- TASK INSTRUCTIONS
From the listing below, retype exactly the line holding "Video embed feature is broken", the line holding "When a new work", and the lines between them; skip everything else.

Segment Open

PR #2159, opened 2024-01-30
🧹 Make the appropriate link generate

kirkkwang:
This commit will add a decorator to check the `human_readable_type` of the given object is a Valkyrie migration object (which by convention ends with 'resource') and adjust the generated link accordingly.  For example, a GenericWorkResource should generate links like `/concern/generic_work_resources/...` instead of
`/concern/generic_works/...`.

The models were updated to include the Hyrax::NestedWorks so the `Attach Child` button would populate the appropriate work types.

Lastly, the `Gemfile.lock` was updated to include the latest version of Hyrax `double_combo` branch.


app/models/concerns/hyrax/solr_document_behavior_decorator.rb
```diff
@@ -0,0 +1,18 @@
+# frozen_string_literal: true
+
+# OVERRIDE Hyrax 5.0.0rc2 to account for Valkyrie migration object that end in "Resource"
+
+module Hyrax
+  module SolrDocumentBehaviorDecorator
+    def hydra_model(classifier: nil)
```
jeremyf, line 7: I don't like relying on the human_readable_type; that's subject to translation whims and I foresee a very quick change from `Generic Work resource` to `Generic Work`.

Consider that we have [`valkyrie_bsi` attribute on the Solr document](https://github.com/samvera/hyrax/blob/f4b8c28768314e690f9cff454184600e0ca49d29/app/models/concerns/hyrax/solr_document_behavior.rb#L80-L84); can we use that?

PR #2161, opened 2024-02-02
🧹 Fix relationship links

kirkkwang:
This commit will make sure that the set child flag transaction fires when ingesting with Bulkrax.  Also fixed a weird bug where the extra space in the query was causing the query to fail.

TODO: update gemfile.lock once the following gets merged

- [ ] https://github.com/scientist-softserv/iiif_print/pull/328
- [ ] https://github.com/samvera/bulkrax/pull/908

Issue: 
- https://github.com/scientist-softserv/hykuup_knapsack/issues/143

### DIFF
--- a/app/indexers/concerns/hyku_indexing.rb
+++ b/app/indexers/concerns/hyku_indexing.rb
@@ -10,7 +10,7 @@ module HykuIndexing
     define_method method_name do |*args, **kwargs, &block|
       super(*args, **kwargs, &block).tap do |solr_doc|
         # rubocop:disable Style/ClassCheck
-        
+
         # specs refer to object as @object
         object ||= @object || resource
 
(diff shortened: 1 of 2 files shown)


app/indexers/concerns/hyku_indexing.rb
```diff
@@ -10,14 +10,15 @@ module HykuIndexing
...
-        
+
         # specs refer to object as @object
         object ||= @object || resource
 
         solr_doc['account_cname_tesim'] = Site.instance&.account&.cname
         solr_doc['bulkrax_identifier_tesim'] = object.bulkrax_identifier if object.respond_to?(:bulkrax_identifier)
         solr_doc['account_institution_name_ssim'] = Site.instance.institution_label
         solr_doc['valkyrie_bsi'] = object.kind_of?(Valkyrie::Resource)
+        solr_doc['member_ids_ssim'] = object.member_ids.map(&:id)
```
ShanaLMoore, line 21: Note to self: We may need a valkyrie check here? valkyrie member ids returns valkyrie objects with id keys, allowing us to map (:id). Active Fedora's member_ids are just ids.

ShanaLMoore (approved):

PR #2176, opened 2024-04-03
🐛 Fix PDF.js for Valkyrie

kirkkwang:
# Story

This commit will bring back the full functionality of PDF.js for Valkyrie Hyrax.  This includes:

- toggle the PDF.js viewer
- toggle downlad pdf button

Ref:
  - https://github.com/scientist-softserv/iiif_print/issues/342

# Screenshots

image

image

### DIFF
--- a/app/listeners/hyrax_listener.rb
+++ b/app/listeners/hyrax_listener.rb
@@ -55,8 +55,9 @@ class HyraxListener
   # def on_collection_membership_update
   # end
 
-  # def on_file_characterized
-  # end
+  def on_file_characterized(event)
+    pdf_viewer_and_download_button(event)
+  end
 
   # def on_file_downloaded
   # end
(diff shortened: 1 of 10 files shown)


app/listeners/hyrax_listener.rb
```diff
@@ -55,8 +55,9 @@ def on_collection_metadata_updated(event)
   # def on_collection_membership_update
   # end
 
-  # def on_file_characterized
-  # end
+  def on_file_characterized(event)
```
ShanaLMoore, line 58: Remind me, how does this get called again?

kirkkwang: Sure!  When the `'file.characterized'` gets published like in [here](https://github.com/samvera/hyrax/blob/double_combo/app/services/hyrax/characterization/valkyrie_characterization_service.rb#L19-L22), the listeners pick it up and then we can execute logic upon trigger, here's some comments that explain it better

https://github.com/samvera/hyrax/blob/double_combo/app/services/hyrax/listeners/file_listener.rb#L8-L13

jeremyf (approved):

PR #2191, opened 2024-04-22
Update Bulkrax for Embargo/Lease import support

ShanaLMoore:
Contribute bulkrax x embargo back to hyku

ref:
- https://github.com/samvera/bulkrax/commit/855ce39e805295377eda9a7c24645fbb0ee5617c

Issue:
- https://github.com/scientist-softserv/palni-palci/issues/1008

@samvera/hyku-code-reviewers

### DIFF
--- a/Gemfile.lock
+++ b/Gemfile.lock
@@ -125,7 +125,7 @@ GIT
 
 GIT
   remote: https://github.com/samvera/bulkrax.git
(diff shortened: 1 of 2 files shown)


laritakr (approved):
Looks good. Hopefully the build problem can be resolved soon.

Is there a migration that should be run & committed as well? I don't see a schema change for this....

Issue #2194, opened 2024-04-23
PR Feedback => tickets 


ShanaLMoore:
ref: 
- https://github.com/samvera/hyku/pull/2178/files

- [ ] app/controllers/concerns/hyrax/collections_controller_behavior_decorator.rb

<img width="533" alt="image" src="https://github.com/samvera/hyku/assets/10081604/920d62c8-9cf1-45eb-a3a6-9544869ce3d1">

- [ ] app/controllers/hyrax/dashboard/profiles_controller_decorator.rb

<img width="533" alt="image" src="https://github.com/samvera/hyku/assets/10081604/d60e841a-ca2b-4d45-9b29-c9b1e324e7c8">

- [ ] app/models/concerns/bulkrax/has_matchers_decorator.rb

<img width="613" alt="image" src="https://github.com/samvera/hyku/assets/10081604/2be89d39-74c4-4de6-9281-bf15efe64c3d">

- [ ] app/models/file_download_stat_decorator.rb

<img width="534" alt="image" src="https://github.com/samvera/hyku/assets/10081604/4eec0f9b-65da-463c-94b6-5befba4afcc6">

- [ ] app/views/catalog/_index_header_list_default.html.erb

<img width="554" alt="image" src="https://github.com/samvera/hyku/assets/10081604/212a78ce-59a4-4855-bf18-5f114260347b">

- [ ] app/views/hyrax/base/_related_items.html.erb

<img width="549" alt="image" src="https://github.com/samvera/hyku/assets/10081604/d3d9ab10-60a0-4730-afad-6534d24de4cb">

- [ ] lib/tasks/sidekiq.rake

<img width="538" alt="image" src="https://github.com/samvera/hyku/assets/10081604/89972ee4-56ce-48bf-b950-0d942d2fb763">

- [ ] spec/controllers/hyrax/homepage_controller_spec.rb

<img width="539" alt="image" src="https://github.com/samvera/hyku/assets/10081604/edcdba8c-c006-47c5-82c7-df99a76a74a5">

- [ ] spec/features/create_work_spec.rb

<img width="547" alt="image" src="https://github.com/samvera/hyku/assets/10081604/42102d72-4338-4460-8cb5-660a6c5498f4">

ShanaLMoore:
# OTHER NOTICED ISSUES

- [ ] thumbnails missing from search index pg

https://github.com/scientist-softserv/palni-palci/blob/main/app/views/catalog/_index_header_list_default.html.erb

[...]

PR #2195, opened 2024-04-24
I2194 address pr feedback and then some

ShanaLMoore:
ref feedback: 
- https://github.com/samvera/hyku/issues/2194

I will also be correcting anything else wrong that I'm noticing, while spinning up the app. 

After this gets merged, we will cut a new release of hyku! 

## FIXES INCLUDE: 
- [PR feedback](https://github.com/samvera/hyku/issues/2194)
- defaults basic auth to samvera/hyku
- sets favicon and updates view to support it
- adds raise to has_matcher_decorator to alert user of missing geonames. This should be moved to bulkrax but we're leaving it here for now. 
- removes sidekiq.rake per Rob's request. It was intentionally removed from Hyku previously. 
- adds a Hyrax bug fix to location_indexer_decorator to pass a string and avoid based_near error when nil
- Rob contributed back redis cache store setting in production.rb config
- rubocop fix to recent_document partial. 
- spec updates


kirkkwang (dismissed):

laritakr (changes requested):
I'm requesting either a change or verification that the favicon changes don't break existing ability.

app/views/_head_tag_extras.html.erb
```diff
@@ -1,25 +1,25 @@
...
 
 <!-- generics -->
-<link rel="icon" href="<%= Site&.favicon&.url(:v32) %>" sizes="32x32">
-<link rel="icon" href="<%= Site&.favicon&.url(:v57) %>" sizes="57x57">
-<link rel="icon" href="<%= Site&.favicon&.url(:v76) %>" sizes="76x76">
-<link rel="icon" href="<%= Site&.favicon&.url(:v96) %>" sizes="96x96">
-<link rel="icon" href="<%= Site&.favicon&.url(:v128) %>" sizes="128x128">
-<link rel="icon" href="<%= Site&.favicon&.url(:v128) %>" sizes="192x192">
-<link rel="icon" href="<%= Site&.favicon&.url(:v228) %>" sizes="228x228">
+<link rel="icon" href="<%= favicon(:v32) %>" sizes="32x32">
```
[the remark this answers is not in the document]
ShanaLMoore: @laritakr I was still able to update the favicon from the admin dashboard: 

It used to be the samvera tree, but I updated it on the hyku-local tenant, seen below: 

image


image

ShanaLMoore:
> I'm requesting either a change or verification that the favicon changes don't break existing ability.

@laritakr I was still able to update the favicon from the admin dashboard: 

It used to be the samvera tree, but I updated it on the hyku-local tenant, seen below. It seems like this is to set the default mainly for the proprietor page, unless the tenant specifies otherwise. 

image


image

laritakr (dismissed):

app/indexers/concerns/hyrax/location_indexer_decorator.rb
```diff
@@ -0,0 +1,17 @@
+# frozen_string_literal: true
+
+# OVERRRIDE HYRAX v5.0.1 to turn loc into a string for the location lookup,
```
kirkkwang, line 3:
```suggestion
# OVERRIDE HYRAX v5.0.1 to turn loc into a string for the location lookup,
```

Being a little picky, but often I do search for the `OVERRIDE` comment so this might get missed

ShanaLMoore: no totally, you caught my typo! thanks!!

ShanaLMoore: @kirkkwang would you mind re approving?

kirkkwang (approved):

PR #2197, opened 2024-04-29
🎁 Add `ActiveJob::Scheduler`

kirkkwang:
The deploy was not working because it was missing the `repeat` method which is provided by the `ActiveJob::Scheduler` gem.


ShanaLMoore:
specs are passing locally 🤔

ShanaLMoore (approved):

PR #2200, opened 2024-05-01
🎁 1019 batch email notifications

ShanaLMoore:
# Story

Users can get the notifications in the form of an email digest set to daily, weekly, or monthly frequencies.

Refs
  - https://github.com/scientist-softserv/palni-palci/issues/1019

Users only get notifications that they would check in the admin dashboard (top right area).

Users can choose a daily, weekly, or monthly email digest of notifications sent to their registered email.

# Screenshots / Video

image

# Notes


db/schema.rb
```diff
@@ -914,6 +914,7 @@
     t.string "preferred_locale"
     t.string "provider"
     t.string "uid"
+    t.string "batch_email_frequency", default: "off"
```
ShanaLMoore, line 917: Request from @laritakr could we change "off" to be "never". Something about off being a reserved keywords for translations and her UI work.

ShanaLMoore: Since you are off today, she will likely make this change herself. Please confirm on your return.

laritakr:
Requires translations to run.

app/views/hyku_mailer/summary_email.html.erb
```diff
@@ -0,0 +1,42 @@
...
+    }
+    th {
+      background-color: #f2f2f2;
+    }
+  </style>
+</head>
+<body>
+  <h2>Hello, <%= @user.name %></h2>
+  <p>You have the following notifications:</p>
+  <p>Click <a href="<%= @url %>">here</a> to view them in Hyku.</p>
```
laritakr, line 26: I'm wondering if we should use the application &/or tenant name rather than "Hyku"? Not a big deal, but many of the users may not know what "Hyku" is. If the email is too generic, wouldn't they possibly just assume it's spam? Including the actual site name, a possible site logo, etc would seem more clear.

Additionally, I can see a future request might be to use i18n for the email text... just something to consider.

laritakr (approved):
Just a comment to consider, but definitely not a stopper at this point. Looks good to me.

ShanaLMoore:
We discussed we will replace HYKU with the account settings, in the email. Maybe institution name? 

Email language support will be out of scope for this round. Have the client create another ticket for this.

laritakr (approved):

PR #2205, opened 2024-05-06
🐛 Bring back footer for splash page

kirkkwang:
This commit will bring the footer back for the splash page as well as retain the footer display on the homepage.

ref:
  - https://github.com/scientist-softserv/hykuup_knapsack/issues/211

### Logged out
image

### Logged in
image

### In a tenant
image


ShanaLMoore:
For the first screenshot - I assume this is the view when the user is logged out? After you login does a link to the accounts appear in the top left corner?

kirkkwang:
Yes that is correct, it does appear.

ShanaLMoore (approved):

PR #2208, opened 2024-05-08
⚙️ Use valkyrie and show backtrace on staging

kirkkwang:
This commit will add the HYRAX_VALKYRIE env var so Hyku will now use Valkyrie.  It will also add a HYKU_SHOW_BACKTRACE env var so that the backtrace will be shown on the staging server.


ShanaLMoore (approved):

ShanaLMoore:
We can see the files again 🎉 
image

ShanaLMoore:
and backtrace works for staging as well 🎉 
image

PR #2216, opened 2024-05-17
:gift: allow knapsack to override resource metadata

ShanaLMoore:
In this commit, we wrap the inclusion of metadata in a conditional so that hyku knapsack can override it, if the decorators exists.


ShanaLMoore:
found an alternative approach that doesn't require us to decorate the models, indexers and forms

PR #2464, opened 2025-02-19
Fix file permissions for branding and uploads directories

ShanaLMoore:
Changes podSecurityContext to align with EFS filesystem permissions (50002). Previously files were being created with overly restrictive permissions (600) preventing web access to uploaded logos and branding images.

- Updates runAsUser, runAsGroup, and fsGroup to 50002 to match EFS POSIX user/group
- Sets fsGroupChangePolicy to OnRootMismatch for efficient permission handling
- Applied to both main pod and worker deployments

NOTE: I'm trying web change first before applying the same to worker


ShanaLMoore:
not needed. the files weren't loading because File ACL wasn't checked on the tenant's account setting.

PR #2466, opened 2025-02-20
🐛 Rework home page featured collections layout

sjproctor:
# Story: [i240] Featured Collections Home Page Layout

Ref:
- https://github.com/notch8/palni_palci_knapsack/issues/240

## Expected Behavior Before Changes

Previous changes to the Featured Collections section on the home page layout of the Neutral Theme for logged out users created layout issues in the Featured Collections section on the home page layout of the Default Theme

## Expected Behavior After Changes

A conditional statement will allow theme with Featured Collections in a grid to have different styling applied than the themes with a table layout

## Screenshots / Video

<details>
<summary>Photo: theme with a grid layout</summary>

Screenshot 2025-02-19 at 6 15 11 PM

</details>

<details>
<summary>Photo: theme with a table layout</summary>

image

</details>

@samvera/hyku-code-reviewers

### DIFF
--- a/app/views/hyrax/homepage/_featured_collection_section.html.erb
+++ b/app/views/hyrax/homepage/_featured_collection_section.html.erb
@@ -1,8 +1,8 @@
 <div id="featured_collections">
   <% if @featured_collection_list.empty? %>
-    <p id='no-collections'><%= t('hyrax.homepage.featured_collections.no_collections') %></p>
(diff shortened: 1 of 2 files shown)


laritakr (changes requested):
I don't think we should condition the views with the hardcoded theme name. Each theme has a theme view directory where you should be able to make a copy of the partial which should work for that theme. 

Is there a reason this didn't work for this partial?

Segment Closed
Segment Open

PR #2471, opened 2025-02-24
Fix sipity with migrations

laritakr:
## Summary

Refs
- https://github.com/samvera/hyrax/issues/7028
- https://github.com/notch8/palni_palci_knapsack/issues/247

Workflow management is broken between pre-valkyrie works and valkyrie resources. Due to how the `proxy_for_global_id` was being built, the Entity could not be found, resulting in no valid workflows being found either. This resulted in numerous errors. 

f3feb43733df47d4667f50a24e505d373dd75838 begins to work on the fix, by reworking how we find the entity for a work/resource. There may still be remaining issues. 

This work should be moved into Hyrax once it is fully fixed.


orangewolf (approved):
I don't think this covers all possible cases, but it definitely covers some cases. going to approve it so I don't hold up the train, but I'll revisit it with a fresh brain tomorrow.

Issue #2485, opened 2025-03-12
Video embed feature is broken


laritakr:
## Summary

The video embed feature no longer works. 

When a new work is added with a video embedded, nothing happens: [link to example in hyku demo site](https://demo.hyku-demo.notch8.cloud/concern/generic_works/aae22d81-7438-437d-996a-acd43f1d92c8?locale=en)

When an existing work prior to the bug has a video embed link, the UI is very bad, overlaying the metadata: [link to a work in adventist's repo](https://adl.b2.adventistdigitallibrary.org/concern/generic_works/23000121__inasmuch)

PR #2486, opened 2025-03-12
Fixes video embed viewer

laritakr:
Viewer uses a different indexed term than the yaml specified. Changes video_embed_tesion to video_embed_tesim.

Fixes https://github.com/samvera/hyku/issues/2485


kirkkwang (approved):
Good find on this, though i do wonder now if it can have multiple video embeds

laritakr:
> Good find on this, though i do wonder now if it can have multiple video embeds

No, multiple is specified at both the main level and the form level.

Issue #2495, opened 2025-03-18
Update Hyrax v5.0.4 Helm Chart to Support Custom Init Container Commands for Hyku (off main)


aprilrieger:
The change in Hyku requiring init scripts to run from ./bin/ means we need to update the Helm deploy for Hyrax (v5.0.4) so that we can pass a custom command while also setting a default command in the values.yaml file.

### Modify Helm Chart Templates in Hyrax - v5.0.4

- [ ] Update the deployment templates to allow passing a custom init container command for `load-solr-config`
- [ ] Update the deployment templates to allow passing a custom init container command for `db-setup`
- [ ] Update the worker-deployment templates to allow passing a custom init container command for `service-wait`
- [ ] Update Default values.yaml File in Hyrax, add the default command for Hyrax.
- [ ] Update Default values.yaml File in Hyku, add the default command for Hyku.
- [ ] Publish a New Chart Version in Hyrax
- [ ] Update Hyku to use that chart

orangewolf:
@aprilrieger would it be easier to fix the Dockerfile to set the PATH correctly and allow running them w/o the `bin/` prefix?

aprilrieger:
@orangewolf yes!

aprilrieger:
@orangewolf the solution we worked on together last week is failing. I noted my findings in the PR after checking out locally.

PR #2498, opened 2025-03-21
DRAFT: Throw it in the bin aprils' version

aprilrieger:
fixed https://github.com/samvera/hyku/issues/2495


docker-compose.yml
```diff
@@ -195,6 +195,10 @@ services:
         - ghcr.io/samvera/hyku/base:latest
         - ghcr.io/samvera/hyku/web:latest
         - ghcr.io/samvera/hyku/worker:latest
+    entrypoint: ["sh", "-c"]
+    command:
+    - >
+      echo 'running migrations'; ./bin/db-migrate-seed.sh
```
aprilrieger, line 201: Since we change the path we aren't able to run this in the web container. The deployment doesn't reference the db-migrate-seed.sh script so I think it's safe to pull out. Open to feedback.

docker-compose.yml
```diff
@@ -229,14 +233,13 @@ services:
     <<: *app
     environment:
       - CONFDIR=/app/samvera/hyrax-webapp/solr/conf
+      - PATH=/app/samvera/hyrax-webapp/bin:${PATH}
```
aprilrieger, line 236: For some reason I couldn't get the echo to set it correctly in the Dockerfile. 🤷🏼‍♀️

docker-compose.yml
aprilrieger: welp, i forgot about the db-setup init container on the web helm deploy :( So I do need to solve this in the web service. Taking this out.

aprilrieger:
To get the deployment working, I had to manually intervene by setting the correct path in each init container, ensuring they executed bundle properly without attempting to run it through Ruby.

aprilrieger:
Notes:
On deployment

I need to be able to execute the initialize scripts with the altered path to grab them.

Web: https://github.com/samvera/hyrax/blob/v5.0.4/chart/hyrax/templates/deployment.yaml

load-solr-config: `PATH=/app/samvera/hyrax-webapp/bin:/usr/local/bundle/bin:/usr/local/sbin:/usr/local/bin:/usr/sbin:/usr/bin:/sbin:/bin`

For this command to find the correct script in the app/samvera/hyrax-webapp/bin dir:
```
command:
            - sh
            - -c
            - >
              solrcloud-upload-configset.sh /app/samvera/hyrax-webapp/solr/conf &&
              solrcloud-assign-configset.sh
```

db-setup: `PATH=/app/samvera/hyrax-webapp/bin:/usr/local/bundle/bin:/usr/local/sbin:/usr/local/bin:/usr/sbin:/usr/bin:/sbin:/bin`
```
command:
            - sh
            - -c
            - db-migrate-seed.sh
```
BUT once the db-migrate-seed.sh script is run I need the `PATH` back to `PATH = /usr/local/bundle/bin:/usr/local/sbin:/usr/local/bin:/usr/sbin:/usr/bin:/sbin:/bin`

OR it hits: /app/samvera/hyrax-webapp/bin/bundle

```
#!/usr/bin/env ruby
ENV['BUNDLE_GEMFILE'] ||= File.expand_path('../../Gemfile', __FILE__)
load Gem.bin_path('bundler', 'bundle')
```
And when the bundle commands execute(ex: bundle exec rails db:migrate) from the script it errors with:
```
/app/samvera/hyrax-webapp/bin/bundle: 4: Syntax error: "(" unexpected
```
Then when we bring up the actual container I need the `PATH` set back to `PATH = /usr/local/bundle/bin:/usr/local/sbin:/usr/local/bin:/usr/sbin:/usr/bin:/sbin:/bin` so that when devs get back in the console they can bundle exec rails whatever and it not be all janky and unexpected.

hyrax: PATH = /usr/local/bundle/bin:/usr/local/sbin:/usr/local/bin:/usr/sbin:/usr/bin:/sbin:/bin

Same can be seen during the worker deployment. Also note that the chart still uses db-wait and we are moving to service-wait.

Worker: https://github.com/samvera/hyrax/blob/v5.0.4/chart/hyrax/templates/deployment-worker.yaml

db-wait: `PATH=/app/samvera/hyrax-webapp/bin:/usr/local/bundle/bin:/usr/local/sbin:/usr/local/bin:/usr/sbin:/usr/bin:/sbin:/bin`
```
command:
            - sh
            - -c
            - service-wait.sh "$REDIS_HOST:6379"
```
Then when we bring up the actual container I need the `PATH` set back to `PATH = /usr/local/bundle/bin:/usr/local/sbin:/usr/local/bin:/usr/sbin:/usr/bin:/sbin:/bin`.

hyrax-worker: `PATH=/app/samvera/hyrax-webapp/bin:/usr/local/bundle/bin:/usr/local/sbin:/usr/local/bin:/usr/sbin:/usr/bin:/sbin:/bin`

Segment Closed

- COMPLETED EXERCISE
Video embed feature is broken


laritakr:
## Summary

The video embed feature no longer works. 

When a new work is added with a video embedded, nothing happens: [link to example in hyku demo site](https://demo.hyku-demo.notch8.cloud/concern/generic_works/aae22d81-7438-437d-996a-acd43f1d92c8?locale=en)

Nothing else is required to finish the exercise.